Speaking during a wide-ranging and at times disjointed discussion on WTJX’s Analyze This, the governor addressed how recovery projects are being sequenced and why restraint, in his view, is as important as speed. Billions of federal dollars are in play and matching-fund timelines have to be met. Mr. Bryan said the challenge lies not only in building quickly, but in choosing what to build first without destabilizing the local economy.

That balancing act, he suggested, requires difficult decisions. Among the most urgent needs, Bryan pointed to hospital infrastructure, describing the Juan F. Luis Hospital on St. Croix as “falling down.”

“The St. Thomas hospital is a priority, but St. Croix hospital is an emergency. We need to get a hospital done,” he said.

The governor indicated that not all projects carry the same urgency. While students are expected to soon enter the new Arthur A. Richards K–8 School, he said other school reconstructions must be weighed individually. The rebuilding of Ivanna Eudora Kean High School, for example, “could wait,” he said.

Bryan argued that failing to sequence projects carefully could have serious economic consequences.
“What you're doing is you're putting all this money on the street. You're just creating tremendous inflation,” he said. “You're bringing in people, you're driving up the rent.”

If construction activity is not managed properly, Bryan warned, costs could spiral far beyond reasonable levels, reaching “$800 a square foot, where it should cost $125.” He expressed frustration that, in his view, “people don't understand economics in that level.” Program host and former Senator Neville James suggested that a more basic explanation of these dynamics might help the public better grasp the governor’s concerns.

The conversation later turned to workforce issues, an area that has become increasingly central as recovery projects move toward execution. Bryan responded to recent remarks from Delegate to Congress Stacey Plaskett, who told The Consortium following the State of the Territory Address that low unemployment figures mask a pool of disengaged Virgin Islanders who could be drawn back into the labor force through targeted training and upskilling.

Those comments, Bryan said, “surprised” him.
“I invite the Delegate to go down to look for these people who she talking about, who, ‘oh, they're not participating’,” he said. According to the governor, those who are not working simply “don't want to.”

While Plaskett suggested incentives and training could encourage reentry into the workforce, Bryan said the scale of the recovery demands a different approach. “We need people to work. We need to have foreign labor,” he said, estimating that roughly 5,000 skilled workers will be needed to carry out the recovery.
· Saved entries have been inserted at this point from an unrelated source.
PR #338, opened 2026-04-10
feat: add connect_as field for service database credentials

rshoemaker:
## Summary                                                                                                                                                                                                                             
                                                                                                            
  - Services now specify which `database_users` entry to connect as via the new required `connect_as` field on `ServiceSpec`, replacing the auto-created `svc_*_ro`/`svc_*_rw` service accounts for MCP                                  
  - Validates `connect_as` references an existing `database_users` entry, and that `allow_writes: true` requires `db_owner: true`
  - MCP config resource reads credentials from the spec instead of `ServiceUserRole` state                                                                                                                                               
  - `ServiceUserRole` creation is disconnected for MCP (PostgREST/RAG still use it until they adopt `connect_as`)                                                                                                                        
  - State migration (v2.0.0) removes `swarm.service_user_role` resources and dependency references from existing deployments                                                                                                             
  - E2E fixtures updated with `connect_as`                                                                                                                                                                                                                                                                                                               
   
## Test plan                                                                                                 

  - Unit tests pass (976 tests)
  - Manual testing: RW mode (connect_as: "app", allow_writes: true) — reads and writes succeed
  - Manual testing: RO mode (connect_as: "app_read_only", allow_writes: false) — reads succeed, writes rejected with read-only transaction                                                                                               
  - Manual testing: config swap via update-database without container restart (SIGHUP reload)                                                                                                                                            
  - Manual testing: pg_read_all_data covers spock schema, admin-created tables, other-user tables, custom schemas                                                                                                                        
  - Golden tests regenerated                                                                                                                                                                                                             
  - State migration tested (removes service_user_role resources + dependency refs)                                                                                                                                                       
  - E2E tests against Lima fixture                                                                                                                                                                                                       
  - Verify PostgREST/RAG provisioning is unaffected


server/internal/orchestrator/swarm/service_instance_spec.go
```diff
@@ -82,6 +90,12 @@ func (s *ServiceInstanceSpecResource) TypeDependencies() []resource.Type {
 }
 
 func (s *ServiceInstanceSpecResource) populateCredentials(rc *resource.Context) error {
+	// MCP uses connect_as credentials from the spec — no ServiceUserRole lookup needed.
+	if s.ServiceSpec.ServiceType == "mcp" {
+		return nil
+	}
```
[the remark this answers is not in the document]
rshoemaker: Credentials is never set in plan_update.go — it's nil on the ServiceInstanceSpec. And populateCredentials is called during Refresh/Create/Update, which means it runs on a resource that was deserialized from etcd state. On first create, Credentials is nil. On subsequent reconciliations, the resource is loaded from state which would have whatever Credentials was last serialized.

However, for MCP, populateCredentials was never populating Credentials before either (it returns early). So Credentials for MCP resources would be nil in state. The only way it could have stale data is if this was previously a non-MCP service that got converted to MCP, which isn't a supported operation.

This finding is not a real concern. Credentials starts nil for MCP and stays nil. No fix needed.

server/internal/workflows/plan_update.go
```diff
@@ -123,6 +123,20 @@ func (w *Workflows) getServiceResources(
...
+		for _, u := range spec.DatabaseUsers {
+			if u.Username == serviceSpec.ConnectAs {
+				connectAsUser = u
+				break
+			}
+		}
+		if connectAsUser == nil {
+			return nil, fmt.Errorf("connect_as user %q not found in database_users", serviceSpec.ConnectAs)
+		}
+	}
```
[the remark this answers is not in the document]
rshoemaker: This is not worth fixing here. The password field on database_users is already validated at the API layer — it's required on create, and the API rejects empty passwords. By the time we reach the workflow planner, the password has already been validated and the user has been created in Postgres with it.

Adding a redundant empty-password check in the planner would be defensive coding against an impossible state — the API won't let you get here with an empty password. If anything breaks upstream and an empty password leaks through, the service would fail to authenticate, which is a clear and diagnosable error. No fix needed.

server/internal/orchestrator/swarm/mcp_config_resource.go
```diff
@@ -44,23 +44,19 @@ type MCPConfigResource struct {
...
 	return []string{
-		// Credentials are populated from ServiceUserRole resources during refresh.
-		"/ro_username",
-		"/ro_password",
-		"/rw_username",
-		"/rw_password",
+		// Credentials are resolved from database_users via connect_as.
+		"/connect_as_username",
+		"/connect_as_password",
 	}
```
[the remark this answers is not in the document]
rshoemaker: fixed.

server/internal/api/apiv1/validate.go
```diff
@@ -357,6 +357,9 @@ func validateServiceSpec(svc *api.ServiceSpec, path []string, isUpdate bool, nod
 		errs = append(errs, validateDatabaseConnection(svc.DatabaseConnection, dcPath, nn)...)
 	}
 
+	// Validate connect_as references a valid database_users entry
+	errs = append(errs, validateConnectAs(svc, dbUsers, path)...)
```
tsivaprasad: For now I think it should be MCP specific right?

rshoemaker: fixed.

api/apiv1/design/database.go
```diff
@@ -224,8 +224,14 @@ var ServiceSpec = g.Type("ServiceSpec", func() {
...
 	})
+	g.Attribute("connect_as", g.String, func() {
+		g.Description("Username of the database_users entry this service connects as. " +
+			"The user must exist in database_users and have appropriate roles for the service's needs.")
+		g.Example("app")
+		g.Meta("struct:tag:json", "connect_as")
+	})
 
-	g.Required("service_id", "service_type", "version", "host_ids")
+	g.Required("service_id", "service_type", "version", "host_ids", "connect_as")
```
tsivaprasad: `connect_as` should not be in Required() yet

Since RAG and PostgREST don't use connect_as yet, this will break all RAG and PostgREST create/update requests with a 400 before they reach validateServiceSpec.

Suggested fix:


// Remove "connect_as" from Required()
g.Required("service_id", "service_type", "version", "host_ids")
And either add g.Default("") to keep the generated type as string, or accept the *string it generates when optional and update validateConnectAs and convert.go accordingly. 

Otherwise all good

tsivaprasad (approved):
Looks Good

api/apiv1/design/database.go
rshoemaker: Fixed.  I used `g.Default("")` to keep the changes from rippling through other parts of the code.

He also pointed to the aging profile of the existing construction workforce. “Old people,” Bryan said, before adding, “I consider myself an old person to be outside pushing a wheelbarrow,” referring to himself at age 57.

Expanding access to foreign labor, however, comes with its own complications. Bryan noted that decisions made decades ago continue to shape current options. He recalled community objections to migrant workers “coming and taking the jobs,” which ultimately led Congress to restrict H1B visas in the territory to entertainment and sports personnel.

Despite increasingly restrictive immigration policies at the federal level, Bryan said he is still exploring ways to revisit and potentially expand those visa limitations to meet the demands of the recovery effort.

Taken together, the governor’s remarks painted a picture of a recovery he believes is proceeding at the right speed, but one constrained by economic realities, workforce shortages, and policy decisions—past and present—that continue to shape how and when the territory rebuilds.